*Directions:*
Give the number of lines in the records below that include the word "item", and add nothing to it.
--*--
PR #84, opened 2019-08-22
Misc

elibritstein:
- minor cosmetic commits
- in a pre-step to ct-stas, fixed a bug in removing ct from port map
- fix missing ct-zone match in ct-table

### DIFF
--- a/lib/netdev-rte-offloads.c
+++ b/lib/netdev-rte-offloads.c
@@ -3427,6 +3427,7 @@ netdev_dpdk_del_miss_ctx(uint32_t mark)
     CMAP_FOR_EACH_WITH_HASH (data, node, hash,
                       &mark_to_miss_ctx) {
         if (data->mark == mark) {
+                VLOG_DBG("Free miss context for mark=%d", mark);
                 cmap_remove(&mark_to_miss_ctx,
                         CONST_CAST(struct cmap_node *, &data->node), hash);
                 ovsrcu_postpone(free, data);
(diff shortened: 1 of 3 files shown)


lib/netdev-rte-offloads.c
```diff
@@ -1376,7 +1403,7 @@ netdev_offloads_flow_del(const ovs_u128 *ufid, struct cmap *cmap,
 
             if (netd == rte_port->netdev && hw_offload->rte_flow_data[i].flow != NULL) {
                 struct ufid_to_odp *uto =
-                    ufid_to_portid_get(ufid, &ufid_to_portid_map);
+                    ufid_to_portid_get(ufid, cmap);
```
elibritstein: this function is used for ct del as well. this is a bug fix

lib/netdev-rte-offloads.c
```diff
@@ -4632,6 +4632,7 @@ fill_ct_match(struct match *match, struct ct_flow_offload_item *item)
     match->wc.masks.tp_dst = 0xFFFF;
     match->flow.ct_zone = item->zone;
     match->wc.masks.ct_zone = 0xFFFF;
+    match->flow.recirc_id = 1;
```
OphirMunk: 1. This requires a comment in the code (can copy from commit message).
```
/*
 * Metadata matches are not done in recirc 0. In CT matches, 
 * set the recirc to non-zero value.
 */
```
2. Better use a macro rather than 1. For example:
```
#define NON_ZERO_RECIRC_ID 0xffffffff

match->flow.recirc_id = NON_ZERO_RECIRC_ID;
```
--*--
*Solution to this problem:*
2